All entries below are to be copied precisely as they appear.

--- DATA FOR THIS TASK ---
--------------------
PR #4009, opened 2019-04-17
feat: Support array of value-transformers

### LINKED ISSUE #4007: Support array of ValueTransformer in column options
**Issue type:**

[ ] question
[ ] bug report
[x] feature request
[ ] documentation issue

**Database system/driver:**

[ ] `cordova`
[ ] `mongodb`
[ ] `mssql`
[ ] `mysql` / `mariadb`
[ ] `oracle`
[x] `postgres`
[ ] `cockroachdb`
[ ] `sqlite`
[ ] `sqljs`
[ ] `react-native`
[ ] `expo`

**TypeORM version:**

[ ] `latest`
[ ] `@next`
[x] `^0.2.14` (or put your version here)

Hi, I'd like to be able to apply multiple ValueTransformers to a field:
```ts
import { ValueTransformer } from "typeorm";

export const lowercase: ValueTransformer = {
    to: (entityValue: string) => { return entityValue.toLocaleLowerCase() },
    from: (databaseValue: string) => { return databaseValue }
}

export const encrypt: ValueTransformer = {
    to: (entityValue: string) => { return crypto.encrypt(entityValue) },
    from: (databaseValue: string) => { return crypto.decrypt(databaseValue) }
}
```
And use them like this:
```ts
  @Column({ unique: true, transformer: [lowercase, encrypt] })
  email: string;
```

Is it on the road map ? 
I'd be more than happy to do a PR if this sounds a good idea to you !😇

Thanks

Samox:
Closes #4007


pleerock:
Thank you for contribution.

We can accept this functionality, but it needs a test coverage and cover all databases.

Samox:
Hello @pleerock. Glad to hear that :) The PR is ready 🤗

src/util/ApplyValueTransformers.ts
```diff
@@ -0,0 +1,21 @@
+import { ValueTransformer } from "../decorator/options/ValueTransformer";
+
+export class ApplyValueTransformers {
+    static innerTransform(transformer: ValueTransformer | ValueTransformer[], databaseValue: any) {
```
vlapo: I am not sure about this methods names `inner`, `outer`. Maybe `toTransform`, `fromTransform` ? It's just my opinion. I am good with this if other says it is ok :)

vlapo:
What about move tests into `typeorm/test/functional/columns/value-transformer/` instead of `issue` folder? 

Also please update changelog :)

vlapo:
Some refactor idea @pleerock @Kononnable @AlexMesser :
I have to say this `transformer` feature is more core feature for me but we use this functions in all `Driver`s. I think we should move this out of driver and call before `preparePersistentValue` and `prepareHydratedValue` methods. Also undefined check move into `ApplyValueTransformers` functions. 

This change will:
 -  encapsulate `transform` feature into core classes like `UpdateQueryBuilder`/`InsertQueryBuilder`/... (or maybe some new abstract `Driver` class?)
 - reduce issues and bugs e.g. on creating new drivers
 - more separate core from driver

Let me know what do you think :)

Kononnable:
As a general rule I agree - everything which is the same in all/almost all drivers should be put elsewhere. 
Maybe after some changes we might extract abstractDriver instead of Driver interface which would keep 'core logic' of all drivers. Specific drivers would be then just 'configuration data'(which features are supported by db engine) and implementation of db-specific features.

However, I think we should suspend bigger refactoring until 0.4.0 - current next branch is alive for a year now and we should focus our effort on releasing it.  After 'migration period' it should allow us to spend a bit less time on maintenance.

src/util/ApplyValueTransformers.ts
Samox: I wasn't very inspired, `inner` and `outer` are not clear ^^. I'll go with your opinion

Samox: `transformFrom` and `transformTo` are even clearer

Samox:
Hi guys,
Thanks for the feedback @vlapo, I took your comments in account and made changes :). 

What about the refactor idea, can we merge as it is ? I could open another PR after this one, but I might need help ^^.

test/functional/columns/value-transformer/value-transformer.ts
```diff
@@ -54,5 +55,17 @@ describe("columns > value-transformer functionality", () => {
...
+    it("should apply three transformers", () => Promise.all(connections.map(async connection => {
+        const userRepository = await connection.getRepository(User);
+        const email = `${connection.name}@JOHN.doe`;
+        const user = new User();
+        user.email = email;
+
+        await userRepository.save(user);
+
+        const dbUser = await userRepository.findOne();
+        dbUser && dbUser.email.should.be.eql(email.toLocaleLowerCase());
```
vlapo: What if there is a bug and only first value transformer (lowercase in this case) is applied ? :) Also maybe add test with empty array - for sure it will not throw errors or something unexpected in future.

Samox: Good thinking, I'll improve the tests

Samox:
@vlapo I added a test with `[lowercase, trim]` to make sure both are applied. And one with empty array.

About the docs, I had it challenged by 2 guys that said they understood 😇.

Samox:
Hi all, can I do anything else for the feature to be merged ? 😬

vlapo:
Just wait to last review by pleerock.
--------------------
--- EXERCISE OUTPUT ---
PR #4009, opened 2019-04-17
feat: Support array of value-transformers

### LINKED ISSUE #4007: Support array of ValueTransformer in column options
**Issue type:**

[ ] question
[ ] bug report
[x] feature request
[ ] documentation issue

**Database system/driver:**

[ ] `cordova`
[ ] `mongodb`
[ ] `mssql`
[ ] `mysql` / `mariadb`
[ ] `oracle`
[x] `postgres`
[ ] `cockroachdb`
[ ] `sqlite`
[ ] `sqljs`
[ ] `react-native`
[ ] `expo`

**TypeORM version:**

[ ] `latest`
[ ] `@next`
[x] `^0.2.14` (or put your version here)

Hi, I'd like to be able to apply multiple ValueTransformers to a field:
```ts
import { ValueTransformer } from "typeorm";

export const lowercase: ValueTransformer = {
    to: (entityValue: string) => { return entityValue.toLocaleLowerCase() },
    from: (databaseValue: string) => { return databaseValue }
}

export const encrypt: ValueTransformer = {
    to: (entityValue: string) => { return crypto.encrypt(entityValue) },
    from: (databaseValue: string) => { return crypto.decrypt(databaseValue) }
}
```
And use them like this:
```ts
  @Column({ unique: true, transformer: [lowercase, encrypt] })
  email: string;
```

Is it on the road map ? 
I'd be more than happy to do a PR if this sounds a good idea to you !😇

Thanks

Samox:
Closes #4007


pleerock:
Thank you for contribution.

We can accept this functionality, but it needs a test coverage and cover all databases.

Samox:
Hello @pleerock. Glad to hear that :) The PR is ready 🤗

src/util/ApplyValueTransformers.ts
```diff
@@ -0,0 +1,21 @@
+import { ValueTransformer } from "../decorator/options/ValueTransformer";
+
+export class ApplyValueTransformers {
+    static innerTransform(transformer: ValueTransformer | ValueTransformer[], databaseValue: any) {
```
vlapo: I am not sure about this methods names `inner`, `outer`. Maybe `toTransform`, `fromTransform` ? It's just my opinion. I am good with this if other says it is ok :)

vlapo:
What about move tests into `typeorm/test/functional/columns/value-transformer/` instead of `issue` folder? 

Also please update changelog :)

vlapo:
Some refactor idea @pleerock @Kononnable @AlexMesser :
I have to say this `transformer` feature is more core feature for me but we use this functions in all `Driver`s. I think we should move this out of driver and call before `preparePersistentValue` and `prepareHydratedValue` methods. Also undefined check move into `ApplyValueTransformers` functions. 

This change will:
 -  encapsulate `transform` feature into core classes like `UpdateQueryBuilder`/`InsertQueryBuilder`/... (or maybe some new abstract `Driver` class?)
 - reduce issues and bugs e.g. on creating new drivers
 - more separate core from driver

Let me know what do you think :)

Kononnable:
As a general rule I agree - everything which is the same in all/almost all drivers should be put elsewhere. 
Maybe after some changes we might extract abstractDriver instead of Driver interface which would keep 'core logic' of all drivers. Specific drivers would be then just 'configuration data'(which features are supported by db engine) and implementation of db-specific features.

However, I think we should suspend bigger refactoring until 0.4.0 - current next branch is alive for a year now and we should focus our effort on releasing it.  After 'migration period' it should allow us to spend a bit less time on maintenance.

src/util/ApplyValueTransformers.ts
Samox: I wasn't very inspired, `inner` and `outer` are not clear ^^. I'll go with your opinion

Samox: `transformFrom` and `transformTo` are even clearer

Samox:
Hi guys,
Thanks for the feedback @vlapo, I took your comments in account and made changes :). 

What about the refactor idea, can we merge as it is ? I could open another PR after this one, but I might need help ^^.

test/functional/columns/value-transformer/value-transformer.ts
```diff
@@ -54,5 +55,17 @@ describe("columns > value-transformer functionality", () => {
...
+    it("should apply three transformers", () => Promise.all(connections.map(async connection => {
+        const userRepository = await connection.getRepository(User);
+        const email = `${connection.name}@JOHN.doe`;
+        const user = new User();
+        user.email = email;
+
+        await userRepository.save(user);
+
+        const dbUser = await userRepository.findOne();
+        dbUser && dbUser.email.should.be.eql(email.toLocaleLowerCase());
```
vlapo: What if there is a bug and only first value transformer (lowercase in this case) is applied ? :) Also maybe add test with empty array - for sure it will not throw errors or something unexpected in future.

Samox: Good thinking, I'll improve the tests

Samox:
@vlapo I added a test with `[lowercase, trim]` to make sure both are applied. And one with empty array.

About the docs, I had it challenged by 2 guys that said they understood 😇.

Samox:
Hi all, can I do anything else for the feature to be merged ? 😬

vlapo:
Just wait to last review by pleerock.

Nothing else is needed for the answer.